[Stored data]
◇ ◇ ◇ ◇ ◇
PR #16457, opened 2020-01-28
Fixed getCPUCount | Issue #16268

### LINKED ISSUE #16183: Memory leak on K8S

- OpenCV => 4.1.0.25
- Operating System / Platform => ubuntu 18.04 image on k8s (host: centos 7.6)
- Docker version 19.03.4, build 9013bf583a
- K8S v1.15.3
- Compiler => installed with python pip

##### Detailed description

I have a tornado web service container using `cv2.imdecode`, and it causes memory leaking when I deployed the image to k8s, but it would not happen on the same machine with native docker rather than k8s.

I can reproduce the problem with the below code.

I used gdb `info threads` to find out that there were a lot of threads not collected:

```
(gdb) info threads
  Id   Target Id         Frame
* 1    Thread 0x7f78a8376580 (LWP 5991) "python" 0x00007f78a7c85603 in select () at ../sysdeps/unix/syscall-template.S:84
  2    Thread 0x7f789ed93700 (LWP 5992) "python" pthread_cond_wait@@GLIBC_2.3.2 () at ../sysdeps/unix/sysv/linux/x86_64/pthread_cond_wait.S:185
  3    Thread 0x7f789e592700 (LWP 5993) "python" pthread_cond_wait@@GLIBC_2.3.2 () at ../sysdeps/unix/sysv/linux/x86_64/pthread_cond_wait.S:185
  4    Thread 0x7f789dd91700 (LWP 5994) "python" pthread_cond_wait@@GLIBC_2.3.2 () at ../sysdeps/unix/sysv/linux/x86_64/pthread_cond_wait.S:185
  5    Thread 0x7f7899590700 (LWP 5995) "python" pthread_cond_wait@@GLIBC_2.3.2 () at ../sysdeps/unix/sysv/linux/x86_64/pthread_cond_wait.S:185
  6    Thread 0x7f7896d8f700 (LWP 5996) "python" pthread_cond_wait@@GLIBC_2.3.2 () at ../sysdeps/unix/sysv/linux/x86_64/pthread_cond_wait.S:185
  7    Thread 0x7f789458e700 (LWP 5997) "python" pthread_cond_wait@@GLIBC_2.3.2 () at ../sysdeps/unix/sysv/linux/x86_64/pthread_cond_wait.S:185
  8    Thread 0x7f7891d8d700 (LWP 5998) "python" pthread_cond_wait@@GLIBC_2.3.2 () at ../sysdeps/unix/sysv/linux/x86_64/pthread_cond_wait.S:185
  9    Thread 0x7f788f58c700 (LWP 5999) "python" pthread_cond_wait@@GLIBC_2.3.2 () at ../sysdeps/unix/sysv/linux/x86_64/pthread_cond_wait.S:185
...more
```

when I tried to look into the thread, it seems my gdb is not well set:

```
(gdb) thread 5
[Switching to thread 5 (Thread 0x7fe775e0a700 (LWP 6052))]
#0  pthread_cond_wait@@GLIBC_2.3.2 () at ../sysdeps/unix/sysv/linux/x86_64/pthread_cond_wait.S:185
185     ../sysdeps/unix/sysv/linux/x86_64/pthread_cond_wait.S: No such file or directory.
```

The comparison I run with the native docker,  it just display:

```
(gdb) info threads
No threads.
```
It proves that threads were not properly collected on k8s.

##### Steps to reproduce

```python
import time
import cv2
import numpy as np

if __name__ == "__main__":
    with open("test.jpeg", "rb") as f:
        image = f.read()
        image_arr = np.fromstring(image, np.uint8)
        image_dec = cv2.imdecode(image_arr, cv2.IMREAD_COLOR)
        print(f"Image shape is {image_dec.shape}")

    while True:
        print("Sleep start")
        time.sleep(3)
        print("Sleep end")
```

### LINKED ISSUE #16268: cv::getCPUCount returns number of CPUs instead of available CPUs on Linux
On a system using the kernel argument `isolcpu`, or when using `taskset` to limit the CPUs available to the process OpenCV continues to allocate threads for all cores on the system even if they are not available to it. This causes OpenCV to create far more threads then is optimal for the target system.

https://github.com/opencv/opencv/blob/7b12cbd7dcbb025c31e7630c9ae709493a8f3d62/modules/core/src/parallel.cpp#L816

To obtain the actual number of cores available to the process one should use `sched_getaffinity` as such:

```
#include <sched.h>

int getCPUs()
{
  cpu_set_t cpu_set;
  sched_getaffinity(0, sizeof(cpu_set), &cpu_set);
  return CPU_COUNT(&cpu_set);
}
```

To workaround this bad behavior one can do the following:

```
cpu_set_t cpu_set;
sched_getaffinity(0, sizeof(cpu_set_t), &cpu_set);
cv::setNumThreads(std::max(1, CPU_COUNT(&cpu_set)-1));
```

ganesh-k13:
#### This pullrequest changes

Fixed getCPUCount to account for cgroups.
Added common code to parse CPU files into a generic function for android and Linux
Tested on Linux VMs, docker images, Kubernetes pods.

resolves #16268
resolves #16183

### DIFF
--- a/modules/core/src/parallel.cpp
+++ b/modules/core/src/parallel.cpp
@@ -62,6 +62,7 @@
     #if defined __ANDROID__
         #include <sys/sysconf.h>
         #include <sys/syscall.h>
+        #include <sched.h>
     #elif defined __APPLE__
         #include <sys/sysctl.h>
     #endif
--- a/modules/core/src/parallel.cpp
+++ b/modules/core/src/parallel.cpp
@@ -754,7 +754,7 @@ int cv::getThreadNum(void)
 #endif
 }
 
-#if defined CV_LINUX_GROUPS
+#if defined CV_LINUX_GROUPS || defined __ANDROID__
 static inline std::string getFileContents(const char *filename)
 {
     std::ifstream ifs(filename);
--- a/modules/core/src/parallel.cpp
+++ b/modules/core/src/parallel.cpp
@@ -743,7 +743,7 @@ int cv::getThreadNum(void)
 #endif
 }
 
-#if (defined __linux__ || defined __GLIBC__ || defined __HAIKU__ || defined __EMSCRIPTEN__) && !defined __ANDROID__
+#if defined __linux__ || defined __GLIBC__ || defined __HAIKU__ || defined __EMSCRIPTEN__ || defined __ANDROID__
 static inline char* getFileContents(const char *filename)
 {
    FILE* fd = fopen(filename, "r");
--- a/modules/core/src/parallel.cpp
+++ b/modules/core/src/parallel.cpp
@@ -767,7 +767,7 @@ static inline std::string getFileContents(const char *filename)
 }
 #endif
 
-#if defined CV_LINUX_GROUPS
+#if defined CV_LINUX_GROUPS || defined __ANDROID__
 static inline int getNumberOfCPUsImpl(const char *filename)
 {
    std::string file_contents = getFileContents(filename);
--- a/modules/core/src/parallel.cpp
+++ b/modules/core/src/parallel.cpp
@@ -61,6 +61,7 @@
     #include <fstream>
     #if defined __ANDROID__
         #include <sys/sysconf.h>
+        #include <sys/syscall.h>
     #elif defined __APPLE__
         #include <sys/sysctl.h>
     #endif
--- a/modules/core/src/parallel.cpp
+++ b/modules/core/src/parallel.cpp
@@ -849,7 +849,7 @@ int cv::getNumberOfCPUs(void)
 #endif
 
     return concurentThreadsSupported == 0 ? (unsigned)sysinfo.dwNumberOfProcessors : (concurentThreadsSupported < (unsigned)sysinfo.dwNumberOfProcessors ? concurentThreadsSupported : (unsigned)sysinfo.dwNumberOfProcessors);
-#elif defined CV_HAVE_CGROUP
+#elif defined CV_HAVE_CGROUP && !defined __ANDROID__
     unsigned ncpus = concurentThreadsSupported;
     static unsigned ncpus_impl = (unsigned)getNumberOfCPUsImpl("/sys/fs/cgroup/cpuset/cpuset.cpus");
     ncpus = min_non_zero(ncpus, ncpus_impl);
--- a/modules/core/src/parallel.cpp
+++ b/modules/core/src/parallel.cpp
@@ -743,7 +743,7 @@ int cv::getThreadNum(void)
 #endif
 }
 
-#ifdef __ANDROID__
+#if defined __ANDROID__ || defined __linux__ || defined __GLIBC__ || defined __HAIKU__ || defined __EMSCRIPTEN__
 static inline int getNumberOfCPUsImpl(const char *filename)
 {
    FILE* cpuPossible = fopen(filename, "r");
@@ -808,9 +808,10 @@ int cv::getNumberOfCPUs(void)
     #if defined __ANDROID__
         static unsigned ncpus_impl = (unsigned)getNumberOfCPUsImpl("/sys/devices/system/cpu/possible");
     #else /* Linux */
-        static unsigned ncpus_impl = getNumberOfCPUsImpl("/sys/fs/cgroup/cpuset/cpuset.cpus");
+        static unsigned ncpus_impl = (unsigned)getNumberOfCPUsImpl("/sys/fs/cgroup/cpuset/cpuset.cpus");
 
         if(concurentThreadsSupported == 0) { /* somehow hardware_concurrency failed or c++ version < 11 */
+            cpu_set_t cpu_set;
             sched_getaffinity(0, sizeof(cpu_set), &cpu_set);
             concurentThreadsSupported = CPU_COUNT(&cpu_set);
         }
--- a/modules/core/src/parallel.cpp
+++ b/modules/core/src/parallel.cpp
@@ -45,6 +45,10 @@
 #include <opencv2/core/utils/configuration.private.hpp>
 #include <opencv2/core/utils/trace.private.hpp>
 
+#define min_non_zero(val_1, val_2)                                                    \
+   (((val_1 > 0) && (val_2 > 0) && (val_1 > val_2)) || ((val_1 == 0) && (val_2 > 0))) \
+   ? val_2 : val_1
+
 #if defined _WIN32 || defined WINCE
     #include <windows.h>
     #undef small
@@ -84,9 +88,6 @@
 
 #if defined __linux__ || defined __GLIBC__ || defined __HAIKU__ || defined __EMSCRIPTEN__
    #define CV_HAVE_CGROUP
-   #define min_non_zero(val_1, val_2)                                                    \
-      (((val_1 > 0) && (val_2 > 0) && (val_1 > val_2)) || ((val_1 == 0) && (val_2 > 0))) \
-      ? val_2 : val_1
 #endif
 
 /* IMPORTANT: always use the same order of defines
@@ -847,8 +848,8 @@ int cv::getNumberOfCPUs(void)
 #else
     GetSystemInfo( &sysinfo );
 #endif
-
-    return concurentThreadsSupported == 0 ? (unsigned)sysinfo.dwNumberOfProcessors : (concurentThreadsSupported < (unsigned)sysinfo.dwNumberOfProcessors ? concurentThreadsSupported : (unsigned)sysinfo.dwNumberOfProcessors);
+    unsigned ncpus = min_non_zero(concurentThreadsSupported, sysinfo.dwNumberOfProcessors);
+    return ncpus != 0 ? ncpus : 1;
 #elif defined CV_HAVE_CGROUP && !defined __ANDROID__
     unsigned ncpus = concurentThreadsSupported;
     static unsigned ncpus_impl = (unsigned)getNumberOfCPUsImpl("/sys/fs/cgroup/cpuset/cpuset.cpus");
@@ -859,9 +860,10 @@ int cv::getNumberOfCPUs(void)
 
     #if defined _GNU_SOURCE
         cpu_set_t cpu_set;
-        sched_getaffinity(0, sizeof(cpu_set), &cpu_set);
-        unsigned cpu_count_cpu_set = CPU_COUNT(&cpu_set);
-        ncpus = min_non_zero(ncpus, cpu_count_cpu_set);
+        if(!sched_getaffinity(0, sizeof(cpu_set), &cpu_set)) {
+            unsigned cpu_count_cpu_set = CPU_COUNT(&cpu_set);
+            ncpus = min_non_zero(ncpus, cpu_count_cpu_set);
+        }
     #endif
 
     static unsigned cpu_count_sysconf = (unsigned)sysconf( _SC_NPROCESSORS_ONLN );
@@ -895,9 +897,10 @@ int cv::getNumberOfCPUs(void)
             numCPU = 1;
     }
 
-    return  concurentThreadsSupported == 0 ? (unsigned)numCPU : (concurentThreadsSupported < (unsigned)numCPU ? concurentThreadsSupported : (unsigned)numCPU);
+    unsigned ncpus = min_non_zero(concurentThreadsSupported, numCPU);
+    return ncpus != 0 ? ncpus : 1;
 #else
-    return 1;
+    return concurentThreadsSupported != 0 ? concurentThreadsSupported : 1;
 #endif
 }
 
--- a/modules/core/src/parallel.cpp
+++ b/modules/core/src/parallel.cpp
@@ -743,19 +743,29 @@ int cv::getThreadNum(void)
 #endif
 }
 
+static inline char* getFileContents(const char *filename)
+{
+   FILE* fd = fopen(filename, "r");
+   if(!fd)
+       return (char*)NULL;
+
+   const off_t fsize = fseek(fd, 0, SEEK_END);
+   fseek(fd, 0, SEEK_SET);
+   char* buf = new char[fsize];
+   const char* pbuf = fgets(buf, sizeof(buf), fd);
+   fclose(fd);
+
+   return (char*)pbuf; /* Typecast if NULL */
+}
+
 #if defined __ANDROID__ || defined __linux__ || defined __GLIBC__ || defined __HAIKU__ || defined __EMSCRIPTEN__
 static inline int getNumberOfCPUsImpl(const char *filename)
 {
-   FILE* cpuPossible = fopen(filename, "r");
-   if(!cpuPossible)
-       return 1;
+   char *file_contents = getFileContents(filename);
+   if(!file_contents)
+       return 0;
 
-   char buf[2000]; //big enough for 1000 CPUs in worst possible configuration
-   char* pbuf = fgets(buf, sizeof(buf), cpuPossible);
-   fclose(cpuPossible);
-   if(!pbuf)
-      return 0;
-
+   char *pbuf = file_contents;
    //parse string of form "0-1,3,5-7,10,13-15"
    int cpusAvailable = 0;
 
@@ -779,7 +789,30 @@ static inline int getNumberOfCPUsImpl(const char *filename)
       }
 
    }
+   delete[] file_contents;
    return cpusAvailable;
+}
+#endif
+
+#if defined __linux__ || defined __GLIBC__ || defined __HAIKU__ || defined __EMSCRIPTEN__
+static inline unsigned getNumberOfCPUsCFS(void)
+{
+    char *file_contents = getFileContents("/sys/fs/cgroup/cpu/cpu.cfs_quota_us");
+    std::stringstream ss_period(file_contents);
+    static int cfs_quota;
+    ss_period >> cfs_quota;
+    delete[] file_contents;
+
+    if(cfs_quota < 1) /* cfs_quota must not be 0 or negative */
+        return 0;
+
+    file_contents = getFileContents("/sys/fs/cgroup/cpu/cpu.cfs_period_us");
+    std::stringstream ss_quota(file_contents);
+    static int cfs_period;
+    ss_quota >> cfs_period;
+    delete[] file_contents;
+
+    return (unsigned) cfs_quota/cfs_period;
 }
 #endif
 
@@ -808,7 +841,15 @@ int cv::getNumberOfCPUs(void)
     #if defined __ANDROID__
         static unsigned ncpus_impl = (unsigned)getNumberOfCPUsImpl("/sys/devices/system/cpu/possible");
Issue #14281, opened 2019-04-08
OpenCV 4.0.1 Crashes on armv7


YuraIU02:
##### System information (version)

- OpenCV => 4.0.1:
- Operating System / Platform => Android 8.0 armeabi-v7a:
- Compiler => :grey_question: clang NDK 19, 18, 17, 16

##### Detailed description
I am trying to use opencv-4.0.1-android-sdk.zip in latest Android studio. For Armv8 everything is ok. Armv7 crashes when I am trying to call compute function.

Maybe I need any special arguments in build.gradle file with Armv7 build?

I tried NDK 19, 18, 17, 16, and "-DANDROID_STL=c++_shared" flags, it does not helps. 

Here is Logcat:

signal 7 (SIGBUS), code 1 (BUS_ADRALN)
...
/lib/arm/libopencv_java4.so (_ZN2cv3hal11sepFilter2DEiiiPhjS1_jiiiiiiS1_iS1_iiidi+474)
/lib/arm/libopencv_java4.so (_ZN2cv11sepFilter2DERKNS_11_InputArrayERKNS_12_OutputArrayEiS2_S2_NS_6Point_IiEEdi+428)
/lib/arm/libopencv_java4.so (_ZN2cv12GaussianBlurERKNS_11_InputArrayERKNS_12_OutputArrayENS_5Size_IiEEddi+432)
/lib/arm/libopencv_java4.so
/lib/arm/libopencv_java4.so (_ZN2cv9Feature2D7computeERKNS_11_InputArrayERNSt6__ndk16vectorINS_8KeyPointENS4_9allocatorIS6_EEEERKNS_12_OutputArrayE+76)
...
##### Steps to reproduce
call Feature2D.compute or cv::buildOpticalFlowPyramid

alalek:
probably relates #12961

alalek:
Could you try the latest release: [OpenCV 4.1.0](https://github.com/opencv/opencv/releases/tag/4.1.0) ?

Palladinium:
I'm having the same issue with armv7 devices.
Unlike @YuraIU02, I'm building my own `.so` which links to the static prebuilt binaries.
Updating to 4.1.0 did not help.

Here are stack trace excerpts from versions running both 4.0.1 and 4.1.0:

[stacktrace_4.0.1.txt](https://github.com/opencv/opencv/files/3250378/stacktrace_4.0.1.txt)
[...]

PR #16463, opened 2020-01-29
core: CV_STRONG_ALIGNMENT macro

alalek:
Should be used to guard unsafe type casts of pointers.
Some platforms requires that.

relates #16373 #16152 #16139 #14281 #12961

### DIFF
--- a/modules/core/include/opencv2/core/cvdef.h
+++ b/modules/core/include/opencv2/core/cvdef.h
@@ -335,6 +335,13 @@ enum CpuFeatures {
 
 #include "cv_cpu_dispatch.h"
 
+#if !defined(CV_STRONG_ALIGNMENT) && defined(__arm__) && !(defined(__aarch64__) || defined(_M_ARM64))
+// int*, int64* should be propertly aligned pointers on ARMv7
+#define CV_STRONG_ALIGNMENT 1
+#endif
+#if !defined(CV_STRONG_ALIGNMENT)
+#define CV_STRONG_ALIGNMENT 0
+#endif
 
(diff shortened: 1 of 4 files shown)


vpisarev:
@alalek, we have `v_load_aligned()` to load from aligned addresses. `v_load()` _must_ be able to handle unaligned data.

alalek:
@vpisarev This is not about SIMD only - check #16139 and related issue.
Also there is no way to propagate alignment requirements through template.

> v_load_aligned() to load from aligned addresses

... aligned on all 128 / 256 bits. This requirement is much stronger than alignment on lane(base) type.

vpisarev:
@alalek, oh, I see, I misunderstood the code. But can we replace CV_Assert() with CV_DbgAssert()? Since adding the check to each load and store operation is quite significant overhead.

alalek:
> replace CV_Assert() with CV_DbgAssert()

It is `intrin_cpp.hpp` file. This SIMD implementation is not used by default:
- tests for "intrin_cpp" are enabled 2.5 months ago: #15925
- for other OpenCV code it is enabled 1 month ago: #16236 (through C++ flag)

There are [weekly "SIMD emulator" builders](http://pullrequest.opencv.org/buildbot/grid?tag=etc&width=7) which run `intrin_cpp` code through all tests (to ensure that SIMD functions are used properly).
Replacing to `CV_DbgAssert()` would require to switch these builders in debug mode - this is much slower than current checks (+emulated SIMD code) in release mode. So I would like to avoid that.

alalek:
:+1:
◇ ◇ ◇ ◇ ◇
Problem to solve :: If a line of the data holds the string "than", list it.

Response area ::
I have a tornado web service container using `cv2.imdecode`, and it causes memory leaking when I deployed the image to k8s, but it would not happen on the same machine with native docker rather than k8s.
... aligned on all 128 / 256 bits. This requirement is much stronger than alignment on lane(base) type.
Replacing to `CV_DbgAssert()` would require to switch these builders in debug mode - this is much slower than current checks (+emulated SIMD code) in release mode. So I would like to avoid that.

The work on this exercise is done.